The process of excretion is carried on not only by the urinary tubes, but also, as Cuénot has recently shown (1896) in Orthoptera, by the pericardial cells and certain cells of the fat-bodies. In the last-named cells urates are stored throughout life; the pericardial cells apparently secrete but do not store waste products, which are finally eliminated by the urinary tubes, the latter constantly eliminating waste.

Primitive number of tubes.—Wheeler considers the primitive number of urinary tubules to be six, other authors regarding two pairs as the primary or typical number; and while Wheeler agrees that the more ancestral tracheate arthropods had but a single pair, Cholodkowsky supposes the primitive number in insects themselves to be a single pair. This view is strengthened by the fact that Scolopendrella has but a single pair (Fig. 15).

While Peripatus has no urinary tubes, in Myriopods a single pair arises, as in insects, from the hind-intestine.

Fig. 347.—Section of proctodæum of embryo locust, showing origin of urinary tubes (ur.t); ep, epithelial or glandular layer; m, cells of outer or muscular layer; a, section of a tube.

When in insects the number of these tubes is few, they are, with rare exceptions, arranged in pairs, so that Gegenbaur and others have considered this paired arrangement as the primitive one. When the tubules are very numerous in the adult, as in Orthoptera, the embryos and larvæ have a much smaller number, Wheeler stating that “in no insect embryo have more than three pairs of these vessels been found.” We have observed 10 primary tubes in the embryo of Melanopus (Fig. 347), from each of which afterwards arise 15 secondary tubules. In the Termites, only, do the young forms have more urinary tubes than the adults.

In Campodea there are about 16 urinary tubes and in Machilis either 12 (Grassi) or 20 (Oudemans); but in other Thysanura the number is much less, Lepisma having either four, six, or eight, according to different authors, and both Nicoletia and Lepismina having six, opening separately into the hind-intestine.

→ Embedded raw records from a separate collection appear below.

PR #235, opened 2022-01-02
Archetypes are always added, never removed

adamreichold:
So the generation is essentially the number of archetypes.


adamreichold:
I think this also means that the generation could be limited to `u32` as indices of archetypes are stored as `u32`?

Ralith:
Good catch! I think you're correct that we could shrink it, too.

Ralith (approved):

adamreichold:
> I think you're correct that we could shrink it, too.

Added.

PR #247, opened 2022-01-22
WIP: Scoped alternative to World API with granular dynamic borrow checking

kabergstrom:
This PR implements a scoped API that mirrors much of the World API, but does component-level borrow checking at runtime instead of relying on static borrow checking. See ErgoScope. 

Still have a few improvements to do, and I hope to expand the API to include queries, but hopefully I can get some feedback on the design and implementation.


kabergstrom:
I recently realized that with the indirection for data access that exists, it'd be possible to keep component references around between scopes, and just patch up the data pointer on scope exit/enter. Of course, actual access when a scope isn't active would panic. I imagine this could be nice as a way of storing persistent component references in scripts for example. What do you think @Ralith ?

Ralith:
It's an intersecting prospect. Off the cuff, I'm concerned that it would be *very* easy to capture pseudo-references that might be unpredictably invalidated while the scope is inactive. For example, if you have a script/task that gets a component, then waits, then manipulates that component, it would be prone to panicing if the associated entity was despawned for any reason. Would this be too large a footgun?

kabergstrom:
I think we can provide try_read/try_write functions for borrowing, so that errors can be propagated within the scripting environment as opposed to panicking. This would be equivalent to a null reference exception in Unity's C# for example, where the behaviour is similar to what you're talking about. Game objects & components can be destroyed between wait points of coroutines, in which case a null reference exception is thrown on access.

kabergstrom:
I wrote a small simulation to test how it is to use the API

https://github.com/kabergstrom/cogito/blob/master/src/main.rs

kabergstrom:
I think the next step for this feature is to support storing references in the World itself. The current implementation assumes that the number of referenced entities is small at any point in time (allocating a component reference is O(n) to the number of active refs). This has nice cache and memory usage for working with World on the call stack, but will fall apart when used for references between components in the World state. The implementation also has a restriction where it panics if a reference escapes the ErgoScope lifetime. This restriction needs to be lifted in order to be able to store references persistently.

My goal is to make persistent references as ergonomic as the transient references. I will need to implement some form of pointer patching to handle moving and removing components. I think the current indirection-block design is strong, but I think we will need memory compaction to make it more scalable and reliable. Compaction means pointer patching, and at that point we may as well do GC. And that's probably what I'll do - reflection-driven GC.

PR #248, opened 2022-01-29
Introduce method for moving entities between worlds

Ralith:


src/take.rs
```diff
@@ -0,0 +1,52 @@
+use alloc::vec::Vec;
+use core::mem;
+
+use crate::{Archetype, DynamicBundle, TypeInfo};
+
+/// An entity removed from a `World`
+pub struct TakenEntity<'a> {
+    archetype: &'a Archetype,
```
adamreichold, line 8: I think a `&'a mut Archetype` would be better documenting the underlying assumptions here. It already is essential that as `TakenEntity<'a>` is produced by a `&'a mut World` and I don't think this is straight foward to generalize to taken multiple entities as there is only one "one past the end" slot per archetype.

src/world.rs
```diff
@@ -878,6 +881,18 @@ impl World {
         ColumnMut::new(entities, archetypes, PhantomData)
     }
 
+    /// Despawn `entity`, yielding a [`DynamicBundle`] of its components
+    ///
+    /// Useful for moving entities between worlds.
+    pub fn take(&mut self, entity: Entity) -> Result<TakenEntity<'_>, NoSuchEntity> {
+        let loc = self.entities.free(entity)?;
```
adamreichold, line 888: `World::despawn` calls `World::flush` before doing anything. Is that unnecessary here?

src/archetype.rs
```diff
@@ -26,6 +26,7 @@ use crate::{Access, Component, Query};
 /// [`World`](crate::World).
 pub struct Archetype {
     types: Vec<TypeInfo>,
+    type_ids: Box<[TypeId]>,
```
adamreichold, line 29: This seems a bit of a price to pay to produce a matching slice of `TypeId`. Maybe the bundle interface can actually make due with `(ExactSize)Iterator` so that `Archetype::types` could also fulfil the requirement?

adamreichold (commented):
Having this infrastructure available, I wonder whether replacing some of the manual memory management of the `CommandBuffer` by just using a `World` in its implementation would be useful? Mostly to make it easier to implement more features on `CommandBuffer`. (I am thinking of things like encoding the operation using private component in that stash world and then querying for them when the buffer is applied.)

src/take.rs
adamreichold: Since this basically has exclusive access to `World` and thereby `Archetype`, I think it could also be more efficient by avoiding the preparatory swap with the last entity stored in the source archetype? (Thereby going from 3+1 copies to 1+1, i.e. entity to temp, last entity to entity, temp to last entity and last entity to destination versus entity to destination and last entity to entity.)

Ralith: > I think a &'a mut Archetype would be better documenting the underlying assumptions here

I agree. Unfortunately, a mutable reference can't be moved out of `Self`, which means we can't `mem::forget(self)` before moving components out of `archetype` in `put`, which means a panic inside `put`'s callback might cause `Drop` to be invoked on values which have already been moved away, which is UB. We could work around this by storing the reference in `Option`, but that consumes the niche, which seems unfortunate.

> it could also be more efficient by avoiding the preparatory swap with the last entity stored in the source archetype?

The current design is motivated by maintaining good behavior even if `TakenEntity` is leaked. However, on review I think we can still preserve that by deferring world changes to `put`. I'm kind of curious exactly how much worse `swap_nonoverlapping` is than `copy_nonoverlapping`, though, since avoiding the former is what this proposal boils down to.

src/world.rs
Ralith: Good catch; absolutely necessary.

src/archetype.rs
Ralith: My feeling is that incremental fixed costs on archetype construction are not a significant overhead, since archetype construction is already relatively expensive.

`with_ids` is only called in connection with `ArchetypeSet::get`, which passes it to `HashMap::<Box<[TypeId]>, _>::get`. Substituting an iterator there is awkward, likely requiring replacing the `HashMap` with a [`RawTable`](https://docs.rs/hashbrown/latest/hashbrown/raw/struct.RawTable.html).

Given the uncertain cost and complexity of mitigating it, I am inclined to deem this a premature opt.

Ralith:
> I wonder whether replacing some of the manual memory management of the CommandBuffer by just using a World in its implementation would be useful?

This is an interesting idea. Merging archetypes is also liable to be significantly more efficient than inserting components one at a type from row-major storage, in effect moving cost to `CommandBuffer` population time, which is comparatively easy to offload--not that this is a cost anyone has complained about yet. On the other hand, the only commands I would think to add at present are despawn and remove operations, which are straightforward to express with simpler means.

src/take.rs
Ralith: Revised. The result is a slightly larger `TakenEntity`, but simpler code overall, which I'm happy with.

src/archetype.rs
adamreichold: > Given the uncertain cost and complexity of mitigating it, I am inclined to deem this a premature opt.

Agreed. I was not thinking far enough and using `Iterator` would just mess things up elsewhere.

One idea related to bundles even if unrelated to this PR would be to modify the `DynamicBundle` trait to be more operation oriented, e.g. instead of providing slices of `TypeId` or `TypeInfo`, it could get methods for performing more specific operations like "check whether this bundle contains `T`?" or "here is a set of type ID, insert all type ID which are part of you but not yet part of the set". This would probably make implementing the trait more involved, but also more flexible as to the shape of the data backing those operations.

src/take.rs
```diff
@@ -0,0 +1,64 @@
...
+    }
+}
+
+impl Drop for TakenEntity<'_> {
+    fn drop(&mut self) {
+        unsafe {
+            if let Some(moved) = self.archetype.remove(self.index, self.drop) {
+                self.entities.meta[moved as usize].location.index = self.index;
+            }
+            self.entities.free(self.entity).unwrap();
```
adamreichold, line 61: Does freeing the entity need to be delayed until here or is this so that a leaked `TakenEntity` is a no-op? (Freeing the entity up front would also reduce the size of `TakenEntity`.)

Ralith: If we free the entity ID early, then if the `TakenEntity` is leaked we are left in an inconsistent state wherein an `Entity` appears not to exist when accessed directly but still appears in queries. This would be *very* confusing so I think we should take care to prevent it.

src/archetype.rs
Ralith: That's an intriguing prospect, though indeed best pursued in future work. It might help rein in the complexity/ugliness of the traits, perhaps even to the point that we could make them public. Some additional `World` and/or `Archetype` APIs would likely need to be defined for implementations to call into.

Ralith: Opened https://github.com/Ralith/hecs/issues/249 to track that.

src/take.rs
adamreichold: Right. I was thinking only of `World::get`, but queries would still visit the entity.

Ralith:
Thanks for the great review and discussion, @adamreichold!

PR #259, opened 2022-03-22
Clarify that using World::clear will lead to entity ID repeating.

adamreichold:
We ran into this during modelling and were confused, so thought it would be nice to at least clarify this in the documentation.

(Fixing it would most likely make `World::clear` significantly more costly to implement as all generations would need to be bumped, ideally except for those already on the free list.)

cc @mlange-42

### DIFF
--- a/src/world.rs
+++ b/src/world.rs
@@ -341,7 +341,7 @@ impl World {
 
     /// Despawn all entities
     ///
-    /// Preserves allocated storage for reuse.
+    /// Preserves allocated storage for reuse but clears metadata so that [`Entity`] values will repeat (in contrast to [`despawn`][Self::despawn]).
     pub fn clear(&mut self) {
         for x in &mut self.archetypes.archetypes {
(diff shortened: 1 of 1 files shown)


src/world.rs
```diff
@@ -341,7 +341,7 @@ impl World {
 
     /// Despawn all entities
     ///
-    /// Preserves allocated storage for reuse.
+    /// Preserves allocated storage for reuse but clears metadata so that [entity ID][Entity] will repeat (in contrast to [`despawn`][Self::despawn]).
```
Ralith, line 344:
```suggestion
    /// Preserves allocated storage for reuse but clears metadata so that [`Entity`][Entity] values will repeat (in contrast to [`despawn`][Self::despawn]).
```

Ralith (changes requested):
Thanks! This does seem like a possible footgun.

Ralith (approved):

PR #261, opened 2022-05-05
Pass serializers by value to serializer context traits

Ralith:
Gives more flexibility to implementers, allowing e.g. cheeky type erasure tricks.


LPGhatguy:
This PR looks great, it enables gluing `SerializeContext` into erased-serde very cleanly!

PR #263, opened 2022-05-16
impl Send and Sync for View

Uriopass:
Borrow checking is done at .query() time. Safe to send/share between threads as there is no interior mutability here.

### DIFF
--- a/src/query.rs
+++ b/src/query.rs
@@ -684,8 +684,8 @@ impl<'w, Q: Query> QueryBorrow<'w, Q> {
     }
 }
 
-unsafe impl<'w, Q: Query> Send for QueryBorrow<'w, Q> {}
-unsafe impl<'w, Q: Query> Sync for QueryBorrow<'w, Q> {}
+unsafe impl<'w, Q: Query> Send for QueryBorrow<'w, Q> where <Q::Fetch as Fetch<'w>>::Item: Send {}
+unsafe impl<'w, Q: Query> Sync for QueryBorrow<'w, Q> where <Q::Fetch as Fetch<'w>>::Item: Send {}
 
 impl<'w, Q: Query> Drop for QueryBorrow<'w, Q> {
     fn drop(&mut self) {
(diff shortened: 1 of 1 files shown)


src/query.rs
```diff
@@ -1269,6 +1269,9 @@ pub struct View<'q, Q: Query> {
     fetch: Vec<Option<Q::Fetch>>,
 }
 
+unsafe impl<Q: Query> Send for View<'_, Q> {}
```
adamreichold, line 1272: I think both impls need to be conditional on
```rust
<Q::Fetch as Fetch<'q>>::Item: Send
```
as otherwise values `T: !Sync` could be accessed from multiple threads if e.g. `Item == &'q T`.

Uriopass: I think it's ok because components need to be Send + Sync

https://github.com/Ralith/hecs/blob/master/src/world.rs#L1025

A lot of code would be broken otherwise :D

Uriopass: Updated the other bounds too

adamreichold: > I think it's ok because components need to be Send + Sync

Right, I forgot about that. I do prefer the explicit bounds here though to enable "local reasoning."

> Updated the other bounds too

I think `Item: Send` should suffice for `View: Sync` etc. as access to `&View` will always yield `Item`, never `&Item`.

Ralith: Would it make more sense to constrain `Item` (and perhaps `State`) in the definition of `Fetch`?

adamreichold: > Would it make more sense to constrain Item (and perhaps State) in the definition of Fetch?

I don't there is anything in `Fetch` that requires `Send` or `Sync`? Everything in `mod query` can work without it, except when queries etc. need to parallelized or sent to/accessed from other threads.

IMHO, I think either the bounds proposed here are preferable due to explicitness or relying on the bounds on `Component` is preferable due to convenience.

PR #266, opened 2022-05-24
Fix spawn_at creating phantom entities

### LINKED ISSUE #264: `spawn_at` is panicking
When I try running the following code:
```
pub fn rehydrate(&mut self, entity: Entity) {
    if !self.world.contains(entity) {
      self.world.spawn_at(entity, ());
    }
}
```

Rust panics with this message:
`panicked at 'index out of bounds: the len is 64 but the index is 4294967294'`

It still manages to create a few entities before doing so, though:
```
INFO engine/src/application/scene.rs:38 Spawning 0v1
INFO engine/src/application/scene.rs:38 Spawning 1v1
INFO engine/src/application/scene.rs:38 Spawning 2v1
INFO engine/src/application/scene.rs:38 Spawning 3v1
INFO engine/src/application/scene.rs:38 Spawning 5v1
INFO engine/src/application/scene.rs:38 Spawning 7v1
INFO engine/src/application/scene.rs:38 Spawning 9v1
```

Ralith:
Fixes #264.

### DIFF
--- a/src/entities.rs
+++ b/src/entities.rs
@@ -370,7 +370,7 @@ impl Entities {
         self.verify_flushed();
 
         let meta = self.meta.get_mut(entity.id as usize).ok_or(NoSuchEntity)?;
-        if meta.generation != entity.generation {
+        if meta.generation != entity.generation || meta.location.index == u32::MAX {
             return Err(NoSuchEntity);
         }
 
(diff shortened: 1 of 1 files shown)


src/entities.rs
```diff
@@ -400,10 +400,13 @@ impl Entities {
...
 
     pub fn contains(&self, entity: Entity) -> bool {
-        // Note that out-of-range IDs are considered to be "contained" because
-        // they must be reserved IDs that we haven't flushed yet.
         match self.meta.get(entity.id as usize) {
-            Some(meta) => meta.generation == entity.generation,
+            Some(meta) => {
+                meta.generation == entity.generation
+                    && (meta.location.index != u32::MAX
+                        || self.pending[self.free_cursor.load(Ordering::Relaxed).max(0) as usize..]
```
adamreichold, line 407: This looks heavyweight from a performance perspective. Is this unlikely to be hit?

Ralith: Short-circuiting ensures it only arises on reserved or "phantom" entities. Further, I don't think `contains` is typically hot-loop for people, although that's speculative. We could also drop it and just redefine the semantics of `contains` to exclude reserved but unflushed entities; that seems like it would generally be fine, but on the other hand it'd be difficult to emulate externally if someone does care about that case.

adamreichold: > We could also drop it and just redefine the semantics of contains to exclude reserved but unflushed entities;

I think its better to wait if people complain about the performance than the weaken the semantics.

PR #270, opened 2022-06-21
fix typo in ffa_simulation.rs enity -> entity

jrmiller82:
Fix a minor typo in an example file: `enity` -> `entity`


Ralith (approved):
Thanks!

On the other hand, these organs have not yet been detected in Japyx. Whether they exist at all in the Collembola, which are degenerate forms, is doubtful. The weight of opinion denies their existence, though they may yet be found existing in a vestigial condition. They are said by Tullberg and by Sommer to exist in Podura, but are of peculiar shape.

Coming now to the winged insects, in what on the whole is perhaps the lowest or most generalized order, the Dermaptera, the number is over 30, and their insertions regularly encircle the intestine. (Schindler.) In the most ancient and generalized family of Orthoptera, the Blattidæ, Schindler detected from 60 to 70 tubes, but in a nymph of Periplaneta not quite 10 mm. in length he found from 16 to 18, and in nymphs 4 to 5 mm. long there were only eight vessels; while Wheeler has found in the embryo of Phyllodromia germanica but four tubes. In the adult Acrydiidæ there are as many as 150, in the Locustidæ between 40 and 50, and in the Gryllidæ about 100.

The Ephemeridæ with about 40, the Odonata with 50 to 60 tubules, the Perlidæ with from 50 to 60, are polynephrious; while the Termitidæ and Psocidæ are oligonephrious, the former having from six to eight and the Psocidæ only four tubes. So also all the other orders not mentioned, except the Hymenoptera, have few of these tubes. The Hemiptera, with none in Aphidæ, a single pair in the Coccidæ, and two in all the rest of the order, have the fewest number.

In the Neuroptera there are from six to eight, while in a larva, possibly that of Chauliodes, Wheeler finds the exceptional number of seven.